── TASK MATERIAL ──

PR #2140, opened 2025-06-20
[docs] Tweak experiments settings panel

mj12albert:
Screenshot 2025-06-20 at 5 22 34 PM

- Usually switches are on the right of the label (unlike checkbox/radio which is to the left of the label) e.g.
Screenshot 2025-06-20 at 2 33 59 PM

- Fixed the `Select.Value` not displaying the initial value


docs/src/components/Experiments/Select.tsx
```diff
@@ -9,7 +9,9 @@ export function Select(props: Select.Props) {
   return (
     <BaseSelect.Root value={value} onValueChange={onChange}>
       <BaseSelect.Trigger {...otherProps} className={clsx(classes.Select, otherProps.className)}>
-        <BaseSelect.Value placeholder="Select an option" />
+        <BaseSelect.Value placeholder="Select an option">
```
michaldudak, line 12: We can drop the placeholder as per our discussion about their sensibility.

mj12albert: @michaldudak It's still required in master 😅

michaldudak: ahh, right 😅

michaldudak (approved):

───

§ **TO DO**
Reproduce exactly, please, only the lines from the start of the data above to the line that contains "docs/src/components/Experiments/Select.tsx", with both ends kept.

§ **SOLUTION TO THIS TASK**
PR #2140, opened 2025-06-20
[docs] Tweak experiments settings panel

mj12albert:
Screenshot 2025-06-20 at 5 22 34 PM

- Usually switches are on the right of the label (unlike checkbox/radio which is to the left of the label) e.g.
Screenshot 2025-06-20 at 2 33 59 PM

- Fixed the `Select.Value` not displaying the initial value


docs/src/components/Experiments/Select.tsx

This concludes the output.